Abdullah Saeed berpendapat bahwa muslim progresif merupakan perkembangan lanjutan dari tren modernis yang berkembang menjadi neo-modernis dan kemudian menjadi progresif.
Sebagai tren, bukan gerakan, muslim progresif ini menampung semua kelompok dan kalangan yang memiliki keberpihakan pada nilai-nilai universal Islam sehingga mampu menjawab kebutuhan masyarakat modern.
Omid Safi menyebutkan beberapa isu penting yang harus dijawab oleh muslim progresif. Di antaranya adalah ketidakadilan gender, diskriminasi terhadap kelompok minoritas baik minoritas agama maupun etnis, dan pelanggaran hak asasi manusia.
Kemudian tiadanya kebebasan berbicara, berkeyakinan, dan mempraktikkan agama sendiri, pembagian kekayaan yang tidak merata, dan pemerintahan yang otoriter (Safi dalam Aminuddin, 2021).
____
Kepustakaan
Aminudin, A. (2021). “Pemikiran Abdullah Saeed Tentang Muslim Progresif Sebagai Jalan Alternatif Tantangan Era Modern”. Rusydiah: Jurnal Pemikiran Islam, 2(1), 50-63.
Fanani, Z. (2019). “Gerakan Islam Progresif dalam Konteks Sosiologi: Memahami Pemikiran Abdullah Saeed dalam Bukunya Islamic Thought”. Jurnal Pusaka Media Kajian dan Pemikiran Islam, 7(1), 53.
Fathurrosyid. (2015) “Islam Progresif Versi Abdullah Saeed: Ikhtiar Menghadapi Problem Keagamaan Kontemporer.” Al-Ahkam X.
Madaniyyah, F., & Munawar, E. (2022). “Gerakan Islam Progresif Abdullah Saeed Implikasinya Terhadap Metodologi Fiqh Islam”. Journal Analytica Islamica, 11(2), 428-439.

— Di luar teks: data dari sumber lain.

PR #936, opened 2024-04-04
Make implicit function definition (in `julia_init.c`) an error

topolarity:
Someone more familiar with Julia than with C is not likely to recognize the significance of this error, but it's almost always a sign that you've built an object with a broken ABI somewhere.

I've also almost never seen this intentionally ignored in the wild, so I don't expect many false positives.

### DIFF
--- a/src/juliaconfig.jl
+++ b/src/juliaconfig.jl
@@ -54,7 +54,8 @@ end
 
 function cflags()
     flags = IOBuffer()
-    print(flags, "-O2 -std=gnu99")
+    print(flags, " -Werror-implicit-function-declaration")
+    print(flags, " -O2 -std=gnu99")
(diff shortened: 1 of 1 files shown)


topolarity:
fwiw, @gbaraldi would like to compile with `-Wall -Werror`

I do like that hygiene, but it might need a flag since it's not uncommon to get warnings due to headers somewhat outside your control.

sjkelly:
> fwiw, @gbaraldi would like to compile with -Wall -Werror

I think `-Wall` would be helpful.

sjkelly (approved):

topolarity:
Yeah, I agree - but let's tackle that in a separate PR to collect more input 👍

PR #938, opened 2024-04-08
Check the Julia release banner with and without the slash

DilumAluthge:
We could instead do a regex, but this seemed simpler.


LilithHafner (approved):
Duplicate of #937, but this PR comments, so it wins.

sjkelly:
Thanks!

PR #948, opened 2024-06-26
remove unofficial build warning

sjkelly:
This fixes the precompilation with Julia 1.12.
`Base.banner()` was moved to `REPL.banner()`.
This warning seems unnessecary long-term,
and more distros are making official binaries available.


KristofferC:
There is also code in place to handle non-official builds better.

KristofferC (approved):

PR #959, opened 2024-08-17
Option to create Windows GUI app

IanET:


DilumAluthge:
Instead of specifically adding `windows_subsystem` as a kwarg, I think we should just have a more general option that allows the user to specify a custom list of additional cflags and/or ldflags.

DilumAluthge:
E.g. something like https://github.com/JuliaLang/PackageCompiler.jl/pull/920

Issue #958, opened 2024-08-02
Fix CI issues


ufechner7:
- [ ] Merge https://github.com/JuliaLang/PackageCompiler.jl/pull/956
- [ ] Fix https://github.com/JuliaLang/PackageCompiler.jl/issues/957 or decide not to support Julia 1.9 on 32 bit Windows any longer
- [ ] Fix https://github.com/JuliaLang/PackageCompiler.jl/issues/955

DilumAluthge:
Okay, so currently CI is all green on `PackageCompiler#master`. There are quite a few CI tasks remaining, including re-enabling CI on several platforms, and un-skipping several currently-broken tests.

DilumAluthge:
This is pretty much all done now. There are a few remaining tasks as listed above:
- [ ] Intermittent (non-deterministic) bug seen only in CI: #978
- [ ] TODO: Resume testing 32-bit Julia on Windows on Julia 1.11

And then there is the broader question of whether we should move CI from GitHub Actions to Buildkite: #846

Pretty much everything else is done, so I think this meta-issue can be closed now.

PR #966, opened 2024-10-15
More CI tweaks, and temporarily disable some more CI jobs

DilumAluthge:
Ref #958


DilumAluthge:
Okay, CI is all green now (although note that we have temporarily disabled quite a few jobs).

PR #967, opened 2024-10-15
CI: Resume testing on Intel macOS

DilumAluthge:
Targets `gb/macos-is-odd` (#930).

---

See also:
- #738
- #930
- #958


DilumAluthge:
I have merged this into #930.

Noor, Faris A. (2006) Islam Progresif: Peluang, Tantangan, dan Masa Depannya di Asia Tenggara. Yogyakarta: SAMHA.
Saeed, Abdullah. (2016). Pengantar Studi Al-Qur’an. (Shulkhah dan Syamsuddin, Terjemahan), Yogyakarta: Baitul Hikmah Press.
Zarkasyi, Hamid Fahmy. (2012). Misykat: Refleksi Tentang Islam, Westernisasi, dan Liberalisasi. Jakarta: INSISTS – MIUMI.